HA firewall crashed and flooding network
-
Hi,
We have two 8200 firewalls in HA, today one of the units crashed and it started flooding my network and other firewalls in the same broadcast domain, is it possible to collect the crash log? if so where is the file located? and how do I go about sharing it with developers?
-
If it actually panicked you would see a crash report shown on the dashboard when you login after rebooting it.
Do you know what was being flooded? Did it somehow create a loop?
-
@stephenw10
Hi there, i've checked and there is no crash log after I login, however during the fault I could get to the GUI and it did mention a crash log but overall clicking on anything did nothing.I did get a packet capture from the active unit,
packetcapture-igc0-20250203115808.pcapIn terms of topology its two 8200's both with dual internet feeds however because of how the ISP designed the solution both feeds sit into the same broadcast domain, there was so much traffic that some of our smaller pfsense/ APU firewalls fell over and were showing packet loss and high CPU, until the secondary unit was reboot then all calmed down.
-
So two public IP ranges both in the same subnet for the two WANs?

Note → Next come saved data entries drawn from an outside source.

PR #17127, opened 2015-09-02
user_viewed_content event augmentation

camhashemi:
@leogrim @joshm1 @eishay 

previously, we were augmenting org tracking events in `AmplitudeClient`, but seems like the protocol is to use an `EventAugmentor`  in `EventTrackingController`. So I refactored and added https://app.asana.com/0/32728208409723/44164549287870 for keeps.


kifi-backend/modules/common/app/com/keepit/common/routes/Router.scala
```diff
@@ -168,6 +168,8 @@ object Shoebox extends Service {
     def getOrgTrackingValues(orgId: Id[Organization]) = ServiceRoute(GET, "/internal/shoebox/database/getOrgTrackingValues", Param("orgId", orgId))
     def getBasicKeepsByIds() = ServiceRoute(POST, "/internal/shoebox/database/getBasicKeepsByIds")
     def getBasicOrganizationsByIds() = ServiceRoute(POST, "/internal/shoebox/database/getBasicOrganizations")
+    def getLibraryMembershipView(libraryId: Id[Library], userId: Id[User]) = ServiceRoute(GET, "/internal/shoebox/database/getLibraryMembershipView", Param("libraryId", libraryId), Param("userId", userId))
+    def getOrganizationUserRelationship(orgId: Id[Organization], userId: Id[User]) = ServiceRoute(GET, "/internal/shoebox/database/getOrganizationMembershipView", Param("orgId", orgId), Param("userId", userId))
```
leogrim: Method name doesn't match the route

kifi-backend/modules/heimdal/app/com/keepit/model/UserEventRepos.scala
```diff
@@ -73,6 +79,40 @@ object UserIdAugmentor extends EventAugmentor[UserEvent] {
...
+    }
+    val libPropsFut = libIdOpt match {
+      case Some(libraryId) => eventContextHelper.getLibraryEventValues(libraryId, userId)
+      case None => Future.successful(Seq.empty[(String, ContextData)])
+    }
+
+    for (orgProps <- orgPropsFut; libProps <- libPropsFut) yield orgProps ++ libProps
+  }
+}
+
```
leogrim, line 115: If this is defined for a single event, why use an augmentor instead of adding these fields in when the event is sent?

kifi-backend/modules/common/app/com/keepit/model/OrganizationMembership.scala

What igc0 there? Looks to be an internal interface. If you check the source MAC of the packets in that flood there are 2, are those the igc0 MACs from each node?
-
@stephenw10
Yes, we have a /24 split into two /25's with each subnet living on a different router, with each router running HSRP to achieve active/activeigc0 is one of the two WAN interfaces, the source mac address in the capture is the mac from the secondary firewals'l (wan interface)
igc0 - (cc-feed)
igc1 - (ch-feed)ending (e3) = this is the mac for the ch-feed interface on the secondary firewall
ending (46) =this is the mac for the ch-feed interface on the primary firewallHowever the packet capture was from igc0, where as the above are on igc1
-
Hmm, so they are no setup in the expected pfSense HA config with CARP and pfsync? Or is that HSRP in the upstream routers?
If I'm understanding that correctly the looped broadcast packet we see on igb0 is being sent from igc1? But since those are in the same broadcast domain that would also have appeared on igc1?

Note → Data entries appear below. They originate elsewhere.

PR #17136, opened 2015-09-03
Feature/ext org priv

cvializ:
@andrewconner @adamjgrant 

| Non-org-user | Org-user, selected a personal space | Org-user, selected an org space | Org-user, private |
| --- | --- | --- | --- |
| screen shot 2015-09-03 at 11 14 47 am | screen shot 2015-09-03 at 10 54 09 am | screen shot 2015-09-03 at 10 54 25 am | screen shot 2015-09-03 at 11 21 09 am |


adamjgrant:
Epic!

adamjgrant:
Actually, could we color the text as well?

cvializ:
Totally, the same shade? I couldn't tell if that would seem too cartoony.

adamjgrant:
Yeah, that might...What if we kept the font weight the same but made the color darker? Either way, whatever you decide on is fine.

cvializ:
@adam, I think this looks OK, but I'm still open to just gray+bold text when selected. With the color it's bold enough to still seem informative
screen shot 2015-09-03 at 12 39 07 pm

PR #17137, opened 2015-09-03
send user invites when email invites can be converted

camhashemi:
@leogrim @ryanpbrewster not sure how to write a test for this one, since it depends on tables in abook


ryanpbrewster:
Does it use a cache? If so you can just insert the things into the Shoebox-side cache.

camhashemi:
it uses a mock API, let's see if I can play with it

camhashemi:
`FakeAbookServiceClient.internKifiContacts` is the API we need to hack (such that it returns a `userId = Some(id)`, but there's not a super clean way to do it from what I can see.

However since it was originally sent from a private IP address it should never have been there. I assume that IP is from an internal subnet?
-
@stephenw10 carp with pfsync for the HA and hsrp for the upstream cisco routers,
And yes in terms of the loop and interfaces,
And surprisingly no, we don't use that address space anywhere not on any interfaces or NAT rules,
-
Huh, so no clue where it came from?
Do you know if it also appeared on igc1?
I assume pfSense itself sees a /25 subnet on each of those interfaces? But upstream something is set to use /24 for both?

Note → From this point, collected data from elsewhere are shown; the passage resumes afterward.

PR #17141, opened 2015-09-03
Styling for orgs in list, adding pictures to token.

andrewconner:
@adamjgrant @cvializ 

The change:

### DIFF
--- a/packrat/styles/keeper/compose.less
+++ b/packrat/styles/keeper/compose.less
@@ -382,7 +382,7 @@ span.kifi-compose-tip-alt {
     left: 10px;
     height: 34px;
     width: 34px;
-    border-radius: 50% !important;
+    border-radius: 50%;
     background: 0 0/cover no-repeat;
     background-image: inherit;
     box-shadow: 0 0 2px rgba(0,0,0,.2) inset;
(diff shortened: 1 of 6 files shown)


packrat/styles/keeper/compose.less
```diff
@@ -387,10 +387,31 @@ span.kifi-compose-tip-alt {
...
+      position: absolute;
+      top: 10px;
+      left: 10px;
+      height: 34px;
+      width: 34px;
+      background: 0 0/cover no-repeat;
+      box-shadow: 0 0 2px rgba(0,0,0,.2) inset;
       background-size: 20px auto;
       background-position: 7px 8px;
+      border-radius: 50% !important;
```
cvializ: the `!important`s make me sad, but the extension does some weird things with specificity, so if it needs them I will understand

cvializ:
:+1:

adamjgrant:
What @cvializ said, and :+1:

packrat/styles/keeper/compose.less
andrewconner: Me too. It was there originally, and I needed to duplicate some code here, so I copied them. I'll be not lazy and test it out without and see what breaks.

andrewconner: You were right, I can't see a need. Removed.

cvializ:
now I give :+1: :+1:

Do you have block private networks set on either WAN? If so I'd expect it to be blocked.
But even if not broadcast traffic should not be forwarded like that.
-
@stephenw10 no idea what so ever, the pfsense firewalls and next hop routers only know about the/23, at some point our isp BT split the subnet however I'm guessing it's done via BGP.
And yes I have the block rfc and bogon for both interfaces on bother firewalls, during a fault condition there was a spike on both want interfaces, and another apu firewall fell over as a result of the traffic,
Is it possible to collect the crash log after the reboot, I'm hoping it's stored somewhere
-
Where was that APU connected?
If you check the monitoring graphs during the flood I assume you see a very large packet rate increase. On which interfaces?
Do you also see a large number of states increase?
-
@stephenw10 it was on the same physical switch as one of the 8200s shutting down the wan seems to fix the issue on the apu, I don't have a was of checking the states during the fault as I wanted to get everything up and running, I have now applied an acl on the switch to block rfc to rfc traffic as a precaution specifically on the wan interfaces
-
OK so the APU was also on the WAN side of the HA pair?
You should still have the monitoring graph data (RRD) from the time that would show a spike in firewall states.